Un cacciatore inseguiva il suo cervo,
già pregustando il suo dolce sapore,
teso era l’arco di rigido nervo,
volto ad un colpo letale e indolore.
Già lo vedeva crollare sul suolo,
non reggere il peso della sua vita,
lasciarla scappare, morire da solo
per poi ravvivare una mensa imbandita;
già si sentiva felice e vincente,
e pregustava giornate ormai sazie
sul corpo d’un cervo dal fato incombente
a cui il cacciatore già urlava il suo grazie.

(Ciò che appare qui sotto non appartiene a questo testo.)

PR #3562, opened 2023-05-17
Implement //nolint parsing similar to golangci-lint

### LINKED ISSUE #3561: Parse nolint comments like golangci-lint within nogo
nogo has configuration that allows filtering files but has no way to annotate specific errors with comments like `//nolint`. golangci-lint can collect those comments and filters out the issues.

I think nogo should do the same, following the same format to filter out specific errors where requested. I already have a PR ready to implement the change.

patrickmscott:
https://github.com/bazelbuild/rules_go/issues/3561

Look for nolint comments and collect the ranges of where they apply. If a node immediately follows a range with the same column, expand the range to include the node.

Add tests that verify errors are filtered out.

**What type of PR is this?**

Feature

Parses `//nolint` comments and filters out errors from nogo.

Fixes #3561 

**Other notes for review**

### DIFF
--- a/go/tools/builders/nogo_main.go
+++ b/go/tools/builders/nogo_main.go
@@ -202,6 +202,55 @@ func checkPackage(analyzers []*analysis.Analyzer, packagePath string, packageFil
 		act.pkg = pkg
 	}
 
+	// Process nolint directives similar to golangci-lint.
+	for _, f := range pkg.syntax {
+		// First, gather all comments and apply a range to the entire comment block.
+		// This will cover inline comments and allow us to detect comments above a
+		// node later.
+		for _, group := range f.Comments {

Fu allora che incerto fra i rami più fitti
vide il fugace brillare di un corno,
e i peli sul corpo si fecero ritti
al solo pensiero di aver l’unicorno:
la bestia leggenda dal corpo innocente
che sazia per sempre chi riesce a mangiarne,
chi beve il suo sangue non beve più niente,
non ha più bisogno di vino o di carne.
Chi vende il suo corno sarà ripagato
con oro e gioielli mai visti prima,
per sempre vivrà con lo stile più agiato,
mai più sottomesso alle guerre od al clima;
quindi sperando in un fato stupendo,
un po’ troppo bello per essere vero,
scappò dalla preda che stava inseguendo
spostando la caccia su un altro sentiero.
Vagò giorni e notti patendo gli stenti,
braccando il riflesso di un sole insidioso,
né cibo da mettere sotto i suoi denti
né dove poggiar il suo capo a riposo;
ed era già tardi l’istante in cui apprese
che è solo una cosa nel mondo che vale:
non false promesse né utopiche attese,
ma carne di cervo, concreta e reale.
Morì per la fame nel bosco più fitto,
coi sogni distrutti e un rimpianto nel cuore,
sognando quel cervo, stavolta sconfitto,
col corpo scattante ed un dolce sapore.